Exercise prompt
Repeat exactly the opening lines of the records, ending with the line that contains "2. This value".

Supplied data
PR #5787, opened 2021-03-29
[SessionD] Update rule versions on install/uninstalling rules 

themarwhal:
## Summary
This PR adds new logic to: 
1. Every time we enable / disable a rule (gx/gy static/dynamic), we update the version corresponding to the rule. 
2. This value is propagated down to PipelineD as part of the `Activate/DeactivateFlowsRequest`.
3. In case of where all rules are removed by providing an empty DeactivateRequest, `PipelienD` will have to figure out the correct version.

### New / Modified interfaces: 
* `get_current_rule_version` : given a rule_id, get the current version
* `insert_gy_dynamic_rule` -> `insert_gy_rule` : gy static rules were currently not tracked, so expanding the interface to also track static rules as well
* `insert_dynamic_rule`/`activate_static_rule`/`insert_gy_rule` : now returns the updated rule version after inserting a rule
* `remove_dynamic_rule`/`remove_gy_rule`/`deactivate_static_rule` : now returns a optional<uint32_t> that includes the updated version after removing a rules. If the rule removal failed, it will return {} which is a false-y value

`RulesToProcess` now has two fields and a new append method. This struct is now used for ALL interactions where we need to propagate rule definitions to `PipelineDClient`
```
struct RulesToProcess {
  // If this vector is set, then it has PolicyRule definitions for both static
  // and dynamic rules
  std::vector<PolicyRule> rules;
  std::vector<uint32_t> versions;
  bool empty() const;
  void append_versioned_policy(PolicyRule rule, uint32_t version);
};
```

## Test Plan
CWF integration test locally
SessionD unit tests

## Additional Information

### DIFF
--- a/lte/gateway/c/session_manager/LocalEnforcer.cpp
+++ b/lte/gateway/c/session_manager/LocalEnforcer.cpp
@@ -587,13 +587,20 @@ void LocalEnforcer::schedule_static_rule_activation(
                          << "during installation of static rule " << rule_id;
           return;
         }
+        PolicyRule rule;
+        if (!rule_store_->get_rule(rule_id, &rule)) {
+          MLOG(MWARNING) << "Could not find static rules definition for "
+                         << rule_id;
+          return;
+        }
+
         auto& session = **session_it;
         auto& uc      = session_update[imsi][session_id];
 
         std::time_t current_time = time(nullptr);
         // don't install the rule if the current time is out of lifetime
-        if (session->should_rule_be_active(rule_id, current_time)) {
-          session->deactivate_scheduled_static_rule(rule_id, uc);
+        if (!session->should_rule_be_active(rule_id, current_time)) {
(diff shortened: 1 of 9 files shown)


uri200:
```In case of where all rules are removed by providing an empty DeactivateRequest, PipelienD will have to figure out the correct version.```

Do you know why pipelined may care about hte version when deleting?

themarwhal:
> `In case of where all rules are removed by providing an empty DeactivateRequest, PipelienD will have to figure out the correct version.`
> 
> Do you know why pipelined may care about hte version when deleting?

@uri200 Yeah I'm not sure if there are cases where the versions are relevant when all rules are being deleted. I just meant that that is the only case where SessionD doesn't explicitly specify the new version. So in case that becomes relevant, we'll need to do something extra there.

uri200 (approved):

PR #5788, opened 2021-03-29
[CI] Add CodeCov.io flags to disambiguate reports

electronjoe:
## Summary

We are observing erratic coverage reporting as CodeCov.io wants every git hash being reported to have complete coverage statistics - which we are not doing for latency / CPU / cost reasons (e.g. if a PR does not touch c/c++ targets we are omtting the hour+ of testing and upload of coverage).  This PR attempts to use per-coverage-domain codecov.io flags to alleviate the issue (why do they call them flags and not tags! ARG).

The strategy is to apply a codecov.io project flag per CircleCI pipeline stage that pushes a coverage report - to ensure each can be run in isolation of any others.

## Test Plan

Test-ability of CircleCI / CodeCov configuration does not seem great - particular for the multi-target PR such as this.  I think given the current broken codecov behavior, we might as well merge this and then iterate.

### DIFF
--- a/.circleci/config.yml
+++ b/.circleci/config.yml
@@ -512,6 +512,7 @@ jobs:
             python3 build.py --coverage
       - codecov/upload:
           file: /home/circleci/project/orc8r/cloud/coverage/all.gocov
+          flags: cloud_lint
       - magma_slack_notify
 
   # Fail if checked-in generated code doesn't match output from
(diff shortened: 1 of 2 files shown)


tmdzk (approved):

electronjoe:
Looks like it's working - I am seeing CodeCov per-project coverage stats that seem sane. Lets commit!

PR #5793, opened 2021-03-29
Revert "[CODEOWNERS] Point orc8r codeowners to orc8r-approvers team"

themarwhal:
Reverts magma/magma#5791
Didn't work for some reason. Reverting for now.


themarwhal:
Using admin to revert to make sure orc8r reviews can happen.

PR #5801, opened 2021-03-30
[lib][agw] Free keysp value in obj_hashtable_uint64

### LINKED ISSUE #5333: [MME] Address Clang-Tidy clang-analyzer-unix.Malloc findings

anushadatar:
## Summary

clang-tidy currently shows a warning in the file
obj_hashtable_uint64.c due to an allocated keysP
value that is never freed. Free that value prior
to returning if that value is populated by the
original calloc() call.

Signed-off-by: Anusha Datar anushadatar@gmail.com

## Test Plan

```
cd lte/gateway
make build_oai
```
And CI Pipelines.

### DIFF
--- a/lte/gateway/c/oai/lib/hashtable/obj_hashtable_uint64.c
+++ b/lte/gateway/c/oai/lib/hashtable/obj_hashtable_uint64.c
@@ -994,6 +994,7 @@ hashtable_rc_t obj_hashtable_uint64_get_keys(
       }
     }
 
+    free(keysP);
     PRINT_HASHTABLE(hashtblP, "return OK\n");
     return HASH_TABLE_OK;
   }


lte/gateway/c/oai/lib/hashtable/obj_hashtable_uint64.c
```diff
@@ -994,6 +994,7 @@ hashtable_rc_t obj_hashtable_uint64_get_keys(
       }
     }
 
+    free(keysP);
```
ssanadhya, line 997: This function call is supposed to return the list of keys in a hashtable. If we free it here, then the function will always return an empty list. This memory should be freed by the caller.

ssanadhya (changes requested):

electronjoe:
Progress! Thanks @anushadatar!  And thanks @ssanadhya for the quick review.

@anushadatar in many places within the Magma c codebase, pointed values **can be but are not necessarily** an indication of a return value - because the code often returns only int values for function values, any more sophisticated outputs from a function come from the pointed-to parameters. Unfortunately, unlike Google c++ codebase you have experienced, immutable function parameters are sometimes also passed by pointer instead of const reference (because c has no const reference concept) - making it unclear what function parameters are inputs, what are outputs.

For some of these memory leaks, you have to review the detailed Clang-Tidy findings [regenerate or review [This Gist](https://gist.github.com/electronjoe/987d20e3e730d0a22ce184644c70b449)].

Below is the snippet for this hash table finding.  This is effectively a theorem prover output, providing you a path explanation for the memory leak and therefor hinting at how one would resolve it. Sometimes its easier to read from the tail back up to the start of the leak.

```
/magma/lte/gateway/c/oai/lib/hashtable/obj_hashtable_uint64.c:998:12: warning: Potential leak of memory pointed to by 'keysP' [clang-analyzer-unix.Malloc]
    return HASH_TABLE_OK;
           ^
/magma/lte/gateway/c/oai/lib/hashtable/obj_hashtable_uint64.c:981:7: note: Assuming 'hashtblP' is not equal to NULL
  if (hashtblP == NULL) {
      ^
/magma/lte/gateway/c/oai/lib/hashtable/obj_hashtable_uint64.c:981:3: note: Taking false branch
  if (hashtblP == NULL) {
  ^
/magma/lte/gateway/c/oai/lib/hashtable/obj_hashtable_uint64.c:987:12: note: Memory is allocated
  keysP  = calloc(hashtblP->num_elements, sizeof(void*));
           ^
/magma/lte/gateway/c/oai/lib/hashtable/obj_hashtable_uint64.c:989:7: note: Assuming 'keysP' is non-null
  if (keysP) {
      ^
/magma/lte/gateway/c/oai/lib/hashtable/obj_hashtable_uint64.c:989:3: note: Taking true branch
  if (keysP) {
  ^
/magma/lte/gateway/c/oai/lib/hashtable/obj_hashtable_uint64.c:990:17: note: Assuming 'n' is >= field 'size'
    for (n = 0; n < hashtblP->size; ++n) {
                ^
/magma/lte/gateway/c/oai/lib/hashtable/obj_hashtable_uint64.c:990:5: note: Loop condition is false. Execution continues on line 998
    for (n = 0; n < hashtblP->size; ++n) {
    ^
/magma/lte/gateway/c/oai/lib/hashtable/obj_hashtable_uint64.c:998:12: note: Potential leak of memory pointed to by 'keysP'
    return HASH_TABLE_OK;
```

electronjoe:
Reading through the path taken by Clang-Tidy, and reviewing this portion of the codebase, I see the following.

From what I can tell (no comments but looking at code behavior):

- It appears that our hash table is a [Chained Hash Table with Linked Lists](https://en.wikipedia.org/wiki/Hash_table#Separate_chaining_with_linked_lists)
- hash table `->size` is the number of hash bins (each then containing a linked list)
- hash table `->num_elements` is the number of populated keys across all bin-linked-lists

What I *think* Clang-Tidy is telling us is that the mixture of `->size` and `->num_elements` in `obj_hashtable_uint64_get_keys` below can result in a memory leak if `hashtblP->num_elements` is non-zero and yet `hashtblP->size` is zero (so e.g. `sizeP` never increments to indicate to caller the correct size of the allocated `keysP`.

1. It should not be possible for `size == 0 && num_elements != 0` under correct implementation
    1. Therefore I think this leak should not occur in practice
    1. But we should address this clang-tidy warning in some manner

Options for removal of the warning (if the above assessment is correct):

- An ignore annotation for clang-tidy as a comment on the ?calloc? `// NOLINT(clang-analyzer-unix.Malloc)`
- A guard (maybe early in the function) checking that size != 0

I prefer the latter as it enables Clang-Tidy to continue watching for future leaks as this function is modified. What are your thoughts @ulaskozat?

```c
hashtable_rc_t obj_hashtable_uint64_get_keys(
    const obj_hash_table_uint64_t* const hashtblP, void** keysP,
    unsigned int* sizeP) {
  size_t n                     = 0;
  obj_hash_node_uint64_t* node = NULL;
  obj_hash_node_uint64_t* next = NULL;
  if (hashtblP == NULL) {
    keysP = NULL;
    return HASH_TABLE_BAD_PARAMETER_HASHTABLE;
  }
  *sizeP = 0;
  keysP  = calloc(hashtblP->num_elements, sizeof(void*));
  if (keysP) {
    for (n = 0; n < hashtblP->size; ++n) {
      for (node = hashtblP->nodes[n]; node; node = next) {
        keysP[*sizeP++] = node->key;
        next            = node->next;
      }
    }

    PRINT_HASHTABLE(hashtblP, "return OK\n");
    return HASH_TABLE_OK;
  }
  PRINT_HASHTABLE(hashtblP, "return SYSTEM_ERROR\n");
  return HASH_TABLE_SYSTEM_ERROR;
}
```

ulaskozat:
closing this PR. how to handle clang false alarm can be discussed as a github discussion.

PR #5827, opened 2021-03-30
AGW: MME: add mac header to L3 packets

pshelar:
This makes OVS happily remove the L2 header on egress and avoid
crash.

## Additional Information


ulaskozat (approved):
LGTM

PR #7859, opened 2021-06-30
WIP [CI] Bump up ubuntu version for lte test

tmdzk:
Signed-off-by: Timothée Dzik <timdzik@fb.com>

WIP [CI] Bump up ubuntu version for lte test

## Summary

WIP [CI] Bump up ubuntu version for lte test

## Test Plan

Let CI go

PR #8000, opened 2021-07-12
refactor(agw): remove leftover dependency lists and doc refs for Debian

waqaraqeel:

## Summary

We have stopped supporting Debian for Magma release 1.6 onwards. There are some leftovers from when we supported both Debian and Ubuntu. This PR removes Debian-specific dependency lists from `{lte,orc8r}/gateway/python/setup.py`, removes `magma.lockfile.debian` and makes appropriate changes in the packaging README.

## Test Plan

Did a `vagrant destroy magma` and built packages according to instructions [here](https://docs.magmacore.org/docs/lte/build_install_magma_pkg_in_agw). The `magma` package was installed and checkin with orc8r was successful.

## Additional Information

Removes support for Debian on AGW. For Magma v1.6 and onwards, we do not support Debian. We only support Ubuntu.


docs/readmes/howtos/README_package.md
```diff
@@ -8,9 +8,7 @@ TL;DR
 -----
 1. Running `fab test package:git` on the host creates the package inside the
 gateway VM
```
themarwhal:
```suggestion
1. Run `fab test package:git` on the host to create packages inside the
gateway VM
```
reads nicer I think

themarwhal (approved):
awesome! one small nit in the doc :)

themarwhal:
cc @pshelar for the final check :)

docs/readmes/howtos/README_package.md
```diff
@@ -51,7 +48,7 @@ you had released your package and run `apt-get install magma`.
 
 If you want to test upgrading versions, skip the part where you spin up a fresh
 prod VM, and instead set up a VM with whatever version you're trying to test
-upgrade from. For example, if you want to test upgrading from the currrently
```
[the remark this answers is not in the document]
waqaraqeel: I considered changing it to `currrrently`

pshelar:
there are few checks for distribution in https://github.com/magma/magma/blob/master/lte/gateway/release/build-magma.sh. can you also take care of those.

orc8r/gateway/python/setup.py
```diff
@@ -34,92 +34,6 @@ def os_release():
 # version this represents. 'None' defaults to 0.0.0.
 VERSION = os.environ.get('PKG_VERSION', None)
 
-release_info = os_release()
```
themarwhal, line 37: should we remove the os_release function as well?

waqaraqeel: I left it because it gives you the version as well. But if we want version-specific stuff later, we can bring it back I guess.

waqaraqeel: Removed.

docs/readmes/howtos/README_package.md
waqaraqeel: Done.

waqaraqeel:
> there are few checks for distribution in [https://github.com/magma/magma/blob/master/lte/gateway/release/build-magma.sh](https://github.com/magma/magma/blob/master/lte/gateway/release/build-magma.sh?rgh-link-date=2021-07-12T20%3A56%3A14Z). can you also take care of those.

Pushed a commit for it. The `lte-test` is currently failing as it runs on Ubuntu 16.04. It should pass once #7859 is merged.

pshelar (approved):
Thanks for working on this.

themarwhal:
One last note: can you specify why this is backwards incompatible and add notes on what actions need to be taken?

The assumption post 1.6 is that we only support Debian, but it's good to be explicit. :)

docs/readmes/howtos/README_package.md
```diff
@@ -6,11 +6,9 @@ hide_title: true
 # Packaging
 TL;DR
 -----
-1. Running `fab test package:git` on the host creates the package inside the
-gateway VM
-2. Commit changes to build-magma.sh and magma.lockfile.debian.
-3. To build packages for Ubuntu, bring up magma_focal VM. Run
-`fab dev package:vcs=git,vm=magma_focal,os=ubuntu` to build packages.
+1. Run `fab test package:git` on the host to create packages inside the
```
hcgatewood: I think the `:git` is now unnecessary cc @tmdzk (same below etc)

hcgatewood (approved):
Lgtm

waqaraqeel:
> One last note: can you specify why this is backwards incompatible and add notes on what actions need to be taken?
> 
> The assumption post 1.6 is that we only support Debian, but it's good to be explicit. :)

Done. I'm not aware of what actions should be taken though... Do we mean just switch to Ubuntu? Is there a version assumption as well? Ubuntu 20.04 onwards only?

waqaraqeel:
> Pushed a commit for it. The `lte-test` is currently failing as it runs on Ubuntu 16.04. It should pass once #7859 is merged.

cc: @tmdzk

waqaraqeel:
@rdefosse This PR also upgrades the circleci `lte-test` image from Ubuntu 16.04 to Ubuntu 20.04. The upgrade was decided and attempted in #7859, but that one wasn't passing tests because of a missing dependency. It required an updated `magma.lockfile.ubuntu` that this PR includes. The two PRs are mutually dependent :)

rdefosse (approved):

themarwhal (approved):
Thanks for fixing the failing job as well😍🤩🥳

Result for this task
PR #5787, opened 2021-03-29
[SessionD] Update rule versions on install/uninstalling rules 

themarwhal:
## Summary
This PR adds new logic to: 
1. Every time we enable / disable a rule (gx/gy static/dynamic), we update the version corresponding to the rule. 
2. This value is propagated down to PipelineD as part of the `Activate/DeactivateFlowsRequest`.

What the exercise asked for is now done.